=== SUPPLIED MATERIAL ===

PR #6812, opened 2016-04-25
Don't include wrong shareable types in scopes

### LINKED ISSUE #6811: Weird behavior of Photo.visible
I was hunting down the issue that lead to the wrong photo number in the [tests](https://travis-ci.org/diaspora/diaspora/jobs/124726853#L561) of #6783. Basically, it happens that [this test](https://github.com/diaspora/diaspora/blob/develop/spec/controllers/photos_controller_spec.rb#L107) generates 16 test photos, but when it checks the number with the ```Photo.visible``` method, the value is bigger, e.g. 19.

Finally I managed to get some database dump that shows weird result and seemingly  reproduces that very bug. I worked with mysql, but it happens on postgres as well ([example](https://travis-ci.org/diaspora/diaspora/jobs/124726857#L573)).

I [rebuilt](https://gist.github.com/cmrd-senya/0683ab0c8c024620392a9e525ed5f025) the db state similar to what we have in the test. If you load this DB dump and run the following commands within the rails console, you'll see the issue:
```
2.2.1 :001 > alice = User.find_by(username: "alice")
 => #<User id: 9, username: "alice", serialized_private_key: "-----BEGIN RSA PRIVATE KEY-----\nMIICWwIBAAKBgQDTH4...", getting_started: false, disable_mail: false, language: "en", email: "bob151f078@pivotallabs.com", encrypted_password: "$2a$04$acc98iRbowJhXqnH3I1SNuLI.MaVUAdj2/MyRC40GVA...", invitation_token: nil, invitation_sent_at: nil, reset_password_token: nil, remember_created_at: nil, sign_in_count: 0, current_sign_in_at: nil, last_sign_in_at: nil, current_sign_in_ip: nil, last_sign_in_ip: nil, created_at: "2016-04-22 17:28:17", updated_at: "2016-04-22 17:28:17", invitation_service: nil, invitation_identifier: nil, invitation_limit: nil, invited_by_id: nil, invited_by_type: nil, authentication_token: nil, unconfirmed_email: nil, confirm_email_token: nil, locked_at: nil, show_community_spotlight_in_stream: true, auto_follow_back: false, auto_follow_back_aspect_id: nil, hidden_shareables: {}, reset_password_sent_at: nil, last_seen: nil, remove_after: nil, export: "alice_diaspora_data_i-YlfKsk9vQLKIhtUvYpIA.json.gz", exported_at: nil, exporting: false, strip_exif: false, exported_photos_file: nil, exported_photos_at: nil, exporting_photos: false, color_theme: "original"> 
2.2.1 :002 > eve = User.find_by(username: "eve")
 => #<User id: 10, username: "eve", serialized_private_key: "-----BEGIN RSA PRIVATE KEY-----\nMIICWwIBAAKBgQDTH4...", getting_started: false, disable_mail: false, language: "en", email: "bob20d25d6@pivotallabs.com", encrypted_password: "$2a$04$GZReLqLhTFkGu0/gDzLs1eCzH2RQj4Q.gpbDlnVABtx...", invitation_token: nil, invitation_sent_at: nil, reset_password_token: nil, remember_created_at: nil, sign_in_count: 0, current_sign_in_at: nil, last_sign_in_at: nil, current_sign_in_ip: nil, last_sign_in_ip: nil, created_at: "2016-04-22 17:28:17", updated_at: "2016-04-22 17:28:17", invitation_service: nil, invitation_identifier: nil, invitation_limit: nil, invited_by_id: nil, invited_by_type: nil, authentication_token: nil, unconfirmed_email: nil, confirm_email_token: nil, locked_at: nil, show_community_spotlight_in_stream: true, auto_follow_back: false, auto_follow_back_aspect_id: nil, hidden_shareables: {}, reset_password_sent_at: nil, last_seen: nil, remove_after: nil, export: "eve_diaspora_data_JVcwGMM0IJA2zsxQwEobrg.json.gz", exported_at: nil, exporting: false, strip_exif: true, exported_photos_file: nil, exported_photos_at: nil, exporting_photos: false, color_theme: "original"> 
2.2.1 :003 > Photo.count
 => 8 
2.2.1 :004 > Photo.visible(alice, eve.person).count(:all)
 => 9 
```

So, basically, the method returns the visible photos count bigger than the total photos count, which is, apparently, a bug.

I can't say how does it reflect on the application operation, but I catch it sometimes in the testsuite of my PR #6783. I don't know why it happens only sometimes but not everytime. I guess the underlying SQL query of ```Photo.visible``` must be studied and I'm a bit tired to do that right now.

<bountysource-plugin>
---
Want to back this issue? **[Post a bounty on it!](https://www.bountysource.com/issues/33239642-weird-behavior-of-photo-visible?utm_campaign=plugin&utm_content=tracker%2F522&utm_medium=issues&utm_source=github)** We accept bounties via [Bountysource](https://www.bountysource.com/?utm_campaign=plugin&utm_content=tracker%2F522&utm_medium=issues&utm_source=github).
</bountysource-plugin>

cmrd-senya:
fix #6811

also moves diaspora_initialize to lib/diaspora/shareable.rb in sake of DRY

### DIFF
--- a/app/models/photo.rb
+++ b/app/models/photo.rb
@@ -82,11 +82,7 @@ class Photo < ActiveRecord::Base
   end
 
   def self.diaspora_initialize(params = {})
-    photo = self.new params.to_hash.slice(:text, :pending)
-    photo.author = params[:author]
-    photo.public = params[:public] if params[:public]
-    photo.pending = params[:pending] if params[:pending]
-
+    photo = shareable_initialize(params)
     photo.random_string = SecureRandom.hex(10)
 
     if photo.author.local?
--- a/app/models/post.rb
+++ b/app/models/post.rb
@@ -133,9 +133,7 @@ class Post < ActiveRecord::Base
   #############
 
   def self.diaspora_initialize(params)
-    new(params.to_hash.stringify_keys.slice(*column_names)).tap do |new_post|
-      new_post.author = params[:author]
-    end
+    shareable_initialize(params)
   end
 
   # @return Returns true if this Post will accept updates (i.e. updates to the caption of a photo).
--- a/lib/diaspora/shareable.rb
+++ b/lib/diaspora/shareable.rb
@@ -21,11 +21,13 @@ module Diaspora
         scope :all_public, -> { where(public: true, pending: false) }
 
         scope :with_visibility, -> {
-          joins("LEFT OUTER JOIN share_visibilities ON share_visibilities.shareable_id = #{table_name}.id")
+          joins("LEFT OUTER JOIN share_visibilities ON share_visibilities.shareable_id = #{table_name}.id AND "\
+            "share_visibilities.shareable_type = '#{base_class}'")
         }
 
         scope :with_aspects, -> {
-          joins("LEFT OUTER JOIN aspect_visibilities ON aspect_visibilities.shareable_id = #{table_name}.id")
+          joins("LEFT OUTER JOIN aspect_visibilities ON aspect_visibilities.shareable_id = #{table_name}.id AND "\
+          " aspect_visibilities.shareable_type = '#{base_class}'")
         }
 
         def self.owned_or_visible_by_user(user)
@@ -57,7 +59,6 @@ module Diaspora
 
         def self.visible_by_user(user)
           ShareVisibility.arel_table[:user_id].eq(user.id)
-            .and(ShareVisibility.arel_table[:shareable_type].eq(base_class.to_s))
         end
         private_class_method :visible_by_user
       end
--- a/lib/diaspora/shareable.rb
+++ b/lib/diaspora/shareable.rb
@@ -57,6 +57,12 @@ module Diaspora
           user.person.send(table_name).where(pending: false)
         end
 
+        def self.shareable_initialize(params)
+          new(params.to_hash.stringify_keys.slice(*column_names)).tap do |new_shareable|
+            new_shareable.author = params[:author]
+          end
+        end
+
         def self.visible_by_user(user)
           ShareVisibility.arel_table[:user_id].eq(user.id)
         end
--- a/spec/lib/diaspora/shareable_spec.rb
+++ b/spec/lib/diaspora/shareable_spec.rb
@@ -17,5 +17,30 @@ describe Diaspora::Shareable do
         expect(Post.all_public.map(&:id)).to eq([])
       end
     end
+
+    context "having multiple objects with equal db IDs" do
+      before do
+        # Determine the next database key ID, free on both Photo and StatusMessage
+        id = [Photo, StatusMessage].map {|model| model.maximum(:id).try(:next).to_i }.push(1).max
+
+        alice.post(:status_message, id: id, text: "I'm #{alice.username}", to: alice.aspects.first.id, public: false)
+        alice.post(:photo, id: id, user_file: uploaded_photo, to: alice.aspects.first.id, public: false)
+        expect(StatusMessage.where(id: id)).to exist
+        expect(Photo.where(id: id)).to exist
+      end
+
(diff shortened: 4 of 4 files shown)


app/models/photo.rb
```diff
@@ -81,12 +81,12 @@ def ownership_of_status_message
...
   end
 
-  def self.diaspora_initialize(params = {})
-    photo = self.new params.to_hash.slice(:text, :pending)
-    photo.author = params[:author]
-    photo.public = params[:public] if params[:public]
-    photo.pending = params[:pending] if params[:pending]
+  class << self
+    alias_method :diaspora_initialize_shareable, :diaspora_initialize
+  end
```
SuperTux88: I don't like this, and I don't know if the DRY is worth this? You do this only to not write this twice?
```ruby
new(params.to_hash.stringify_keys.slice(*column_names)).tap do |photo|
  photo.author = params[:author]
```

cmrd-senya: Well, yes, there is now `diaspora_initialize` in both `Photo` and `Post` which do the same but implemented differently. I wanted to fix this.

But this aliasing is not too pretty.

What if I make method `shareable_initialize` in Diaspora::Shareable instead and call it from `Photo` and `Post` methods `diaspora_initialize`?

spec/lib/diaspora/shareable_spec.rb
```diff
@@ -17,5 +17,28 @@
         expect(Post.all_public.map(&:id)).to eq([])
       end
     end
+
+    context "having multiple objects with equal db IDs" do
+      before do
+        id = 60_000
```
cmrd-senya: I also feel now that hardcoding this constant is also not too good style. I know how to rewrite it without hardcoding. Do you think I should do it?

app/models/photo.rb
SuperTux88: `shareable_initialize` sounds better to me.

spec/lib/diaspora/shareable_spec.rb
SuperTux88: I also noticed that, and I think it's better if it's not hardcoded.

cmrd-senya:
Updated

app/models/post.rb
```diff
@@ -132,10 +132,8 @@ def like_for(user)
 
   #############
 
-  def self.diaspora_initialize(params)
-    new(params.to_hash.stringify_keys.slice(*column_names)).tap do |new_post|
-      new_post.author = params[:author]
-    end
+  class << self
+    alias diaspora_initialize shareable_initialize
```
SuperTux88: I would prefer
```ruby
  def self.diaspora_initialize(params)
    shareable_initialize(params)
  end
```
instead of the `class << self`. It's basically the same, but I think its better readable.

cmrd-senya: Changed

lib/diaspora/shareable.rb
```diff
@@ -55,9 +57,14 @@ def self.owned_by_user(user)
           user.person.send(table_name).where(pending: false)
         end
 
+        def self.shareable_initialize(params)
+          new(params.to_hash.stringify_keys.slice(*column_names)).tap do |new_post|
```
SuperTux88: `new_post` should be named `shareable` or so.

cmrd-senya: Maybe `new_shareable` then?

SuperTux88: I don't think we need the `new_` prefix here, but whatever...

cmrd-senya: I can still change it to `shareable` if you want :)

The greatest coding problem ever!

SuperTux88: I don't care :wink:

denschub:
Thanks for your patience, @cmrd-senya. Merged.

Thanks @SuperTux88 for your preliminary reviews!

PR #6814, opened 2016-04-27
Fix open_graph always showing default image

ghost:
have a look at `app/views/layouts/_open_graph.haml` it requires an instance var otherwise it will always fallback to the default image tag

### DIFF
--- a/spec/controllers/posts_controller_spec.rb
+++ b/spec/controllers/posts_controller_spec.rb
@@ -21,6 +21,11 @@ describe PostsController, type: :controller do
           expect(response).to be_success
         end
 
+        it "should instantiate post as global val for open_graph" do
+          get :show, id: post.id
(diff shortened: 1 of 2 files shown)


spec/controllers/posts_controller_spec.rb
```diff
@@ -21,6 +21,11 @@
           expect(response).to be_success
         end
 
+        it "should instantiate post as global val for open_graph" do
```
denschub: A test whether the actual URL is shown in the frontend would be better!

denschub:
Does it? OpenGraph works fine as far as I can tell. Can you provide an example where it does not?

svbergerem:
@Zauberstuhl #6998 refactored the open graph code a lot and at least now it works for me. (I didn't check it earlier)

PR #6816, opened 2016-04-28
A minor refactor of the Publisher

cmrd-senya:
There was a minor copy-paste issue with publisher_public and
publisher_explain methods. Fix it and do a little refactoring
of the publisher's code.


denschub:
Can you please elaborate what was wrong? I don't quite get that.

denschub:
Nevermind, I figured it out. Merged, thanks.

===

• **YOUR OBJECTIVE**
State in a single number how many lines in the data include the word "StatusMessage".

• **ANSWER SPACE**
3